L’ordre des priorités que nous nous fixons est susceptible d’influencer le degré d’importance que nous attachons à l’orientation politique d’un club dont nous nous considérons comme supporters, mais dans mon cas, c’est un sentiment constant. Samedi, bien sûr, j’ai célébré chacun des buts du FC. Barcelona dans la finale de la « Copa del Rey », que j’ai suivie depuis Madrid. Pendant la journée, il semblait qu’il n’y avait pas d’autre sujet de conversation dans la capitale, violette de fans de Séville et de Barcelona qui faisaient visible la raison de leur visite alors qu’ils étaient distraits dans les heures qui ont précédé le match. Un groupe de culés quittait un établissement où je faisais la queue et j’écoutais les clients partager avec l’ouvrier local leur désir d’une victoire pour Séville. Bien que je comprenne et partage –sûrement dans une plus grande mesure– le rejet de l’inclination politique du Barça, j’avais envie de me mêler à la conversation pour expliquer quelque chose que les autres ont fini par montrer beaucoup mieux que je n’aurais pu le faire.

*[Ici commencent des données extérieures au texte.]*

PR #1069, opened 2018-06-27
Update ranges.md

jacksonweekes:


h0tk3y:
The original explanation is true, it's `1 <= i`, `i` is greater or equals `1`.

PR #1079, opened 2018-07-18
Update operator-overloading.md

Arneball:
The example is updated so that Point.unaryMinus() prints the right string.


AlexanderPrendota:
Thanks. Merged as [`149e38d`](https://github.com/JetBrains/kotlin-web-site/commit/149e38d51c08a5fb9d85f4cfdf783cde53270d01)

Ce n’est probablement pas le scénario idéal, car il montre l’énorme politisation de la vie publique, mais la présence de drapeaux espagnols et de drapeaux catalans étoilés sur les bancs azulgrana lors de la finale de la Copa del Rey est peut-être le moyen le plus visible de démontrer la pluralité d’un club que les dirigeants n’ont pas respecté à maintes reprises. Comme cela s’est également produit dans la sphère politique, nous devons mettre fin à la synecdoque qui établit la partie pour l’ensemble. Combien d’entre nous, fans du Barça, n’avons pas ressenti l’envie de cesser d’encourager le club pour les mêmes raisons que les gens que j’ai écoutés aujourd’hui. Comme parmi les Catalans qui s’opposent à l’indépendance, beaucoup d’efforts sont faits pour combattre la vision monolithique que certains veulent imposer, en défendant le pluralisme politique là où c’est le plus difficile. J’espère que cette image atteindra tous ceux que ne le voient pas clairement, car le football, après tout, est peut-être une chose insignifiante qui éclaire celles qui le sont vraiment.